Prompt: Report how many lines below include the string "fmtlib". Please keep the reply to that number.

Data to use:
PR #2817, opened 2020-09-28
Add inline fmtlib code in source tree

joakim-hove:


joakim-hove:
jenkins build this please

blattms:
This one I do not understand. Isn't fmtlib already included in opm-common?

Task result: 2